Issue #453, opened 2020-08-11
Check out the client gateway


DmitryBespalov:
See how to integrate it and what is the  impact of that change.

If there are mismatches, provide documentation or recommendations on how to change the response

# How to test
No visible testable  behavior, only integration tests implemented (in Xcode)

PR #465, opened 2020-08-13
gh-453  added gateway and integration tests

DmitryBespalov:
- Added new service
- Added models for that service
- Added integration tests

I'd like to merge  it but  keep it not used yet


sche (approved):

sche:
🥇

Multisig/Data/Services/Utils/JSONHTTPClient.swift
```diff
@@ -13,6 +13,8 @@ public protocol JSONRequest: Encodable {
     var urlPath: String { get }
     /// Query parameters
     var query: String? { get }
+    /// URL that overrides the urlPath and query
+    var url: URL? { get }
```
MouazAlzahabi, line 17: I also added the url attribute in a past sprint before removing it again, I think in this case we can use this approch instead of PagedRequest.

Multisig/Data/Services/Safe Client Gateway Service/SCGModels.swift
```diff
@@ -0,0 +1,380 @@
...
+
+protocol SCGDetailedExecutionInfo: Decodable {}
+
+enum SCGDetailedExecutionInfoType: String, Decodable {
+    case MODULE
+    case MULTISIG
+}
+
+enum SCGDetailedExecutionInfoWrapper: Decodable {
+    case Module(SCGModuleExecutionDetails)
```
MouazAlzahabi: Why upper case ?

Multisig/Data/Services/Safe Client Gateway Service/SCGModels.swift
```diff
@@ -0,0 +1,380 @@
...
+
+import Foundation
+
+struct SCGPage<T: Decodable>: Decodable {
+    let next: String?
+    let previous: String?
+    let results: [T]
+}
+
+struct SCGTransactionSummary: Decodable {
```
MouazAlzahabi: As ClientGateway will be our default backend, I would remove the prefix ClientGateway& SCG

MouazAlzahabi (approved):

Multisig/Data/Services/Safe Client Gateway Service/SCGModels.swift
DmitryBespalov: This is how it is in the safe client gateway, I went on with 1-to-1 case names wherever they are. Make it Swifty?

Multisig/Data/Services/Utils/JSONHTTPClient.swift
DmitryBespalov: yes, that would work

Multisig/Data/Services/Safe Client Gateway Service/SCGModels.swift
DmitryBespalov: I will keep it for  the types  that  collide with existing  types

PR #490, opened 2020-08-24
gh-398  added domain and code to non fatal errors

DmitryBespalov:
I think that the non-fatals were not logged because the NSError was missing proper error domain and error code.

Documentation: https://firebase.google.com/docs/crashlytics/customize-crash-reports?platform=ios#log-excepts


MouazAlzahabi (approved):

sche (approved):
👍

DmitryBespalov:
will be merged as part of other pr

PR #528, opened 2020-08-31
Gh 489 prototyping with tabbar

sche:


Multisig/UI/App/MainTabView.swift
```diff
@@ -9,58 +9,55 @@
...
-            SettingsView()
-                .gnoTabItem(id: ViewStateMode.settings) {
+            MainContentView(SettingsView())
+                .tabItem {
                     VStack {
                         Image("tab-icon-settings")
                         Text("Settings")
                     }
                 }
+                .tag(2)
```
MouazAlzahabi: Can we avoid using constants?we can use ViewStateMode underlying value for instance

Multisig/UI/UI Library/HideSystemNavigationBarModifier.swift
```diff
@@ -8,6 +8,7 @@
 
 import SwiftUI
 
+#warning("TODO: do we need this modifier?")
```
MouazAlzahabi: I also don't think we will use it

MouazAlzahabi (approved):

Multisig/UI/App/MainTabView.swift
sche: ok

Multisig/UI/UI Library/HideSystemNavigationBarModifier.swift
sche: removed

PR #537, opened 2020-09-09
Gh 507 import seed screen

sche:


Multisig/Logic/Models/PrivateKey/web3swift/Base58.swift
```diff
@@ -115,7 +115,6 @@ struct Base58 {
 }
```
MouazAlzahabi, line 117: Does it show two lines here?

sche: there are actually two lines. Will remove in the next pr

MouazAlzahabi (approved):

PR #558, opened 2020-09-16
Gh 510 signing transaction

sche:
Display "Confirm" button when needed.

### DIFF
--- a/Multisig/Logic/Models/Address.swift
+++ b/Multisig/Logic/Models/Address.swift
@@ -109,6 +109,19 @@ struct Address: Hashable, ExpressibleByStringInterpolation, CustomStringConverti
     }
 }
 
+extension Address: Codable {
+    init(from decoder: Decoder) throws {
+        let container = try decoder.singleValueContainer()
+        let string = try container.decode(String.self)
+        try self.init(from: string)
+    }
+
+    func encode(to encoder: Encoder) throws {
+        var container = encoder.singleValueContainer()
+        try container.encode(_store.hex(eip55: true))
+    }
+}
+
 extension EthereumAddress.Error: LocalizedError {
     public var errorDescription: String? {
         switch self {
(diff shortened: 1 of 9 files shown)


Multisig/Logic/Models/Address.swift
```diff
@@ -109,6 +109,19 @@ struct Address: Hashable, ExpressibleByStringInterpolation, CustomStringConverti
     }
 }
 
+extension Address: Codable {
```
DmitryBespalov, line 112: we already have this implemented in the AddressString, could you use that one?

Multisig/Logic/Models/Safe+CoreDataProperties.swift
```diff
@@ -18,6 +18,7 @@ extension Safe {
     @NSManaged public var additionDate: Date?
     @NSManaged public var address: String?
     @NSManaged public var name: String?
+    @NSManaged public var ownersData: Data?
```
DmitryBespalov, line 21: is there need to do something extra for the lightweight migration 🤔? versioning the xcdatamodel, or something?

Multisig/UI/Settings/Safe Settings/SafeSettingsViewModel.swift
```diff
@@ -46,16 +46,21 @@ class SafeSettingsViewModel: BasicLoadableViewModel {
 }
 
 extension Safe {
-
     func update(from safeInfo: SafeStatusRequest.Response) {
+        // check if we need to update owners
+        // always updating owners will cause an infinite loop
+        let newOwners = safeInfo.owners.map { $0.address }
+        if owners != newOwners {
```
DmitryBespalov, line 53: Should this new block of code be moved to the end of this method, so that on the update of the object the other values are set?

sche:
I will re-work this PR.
# # # #
* Work order
Please restate word for word only the lines from the one with "Multisig/UI/Settings/Safe Settings/SafeSettingsViewModel.swift" through the final line of the listing above, both of them included.

* Problem solution
Multisig/UI/Settings/Safe Settings/SafeSettingsViewModel.swift
```diff
@@ -46,16 +46,21 @@ class SafeSettingsViewModel: BasicLoadableViewModel {
 }
 
 extension Safe {
-
     func update(from safeInfo: SafeStatusRequest.Response) {
+        // check if we need to update owners
+        // always updating owners will cause an infinite loop
+        let newOwners = safeInfo.owners.map { $0.address }
+        if owners != newOwners {
```
DmitryBespalov, line 53: Should this new block of code be moved to the end of this method, so that on the update of the object the other values are set?

sche:
I will re-work this PR.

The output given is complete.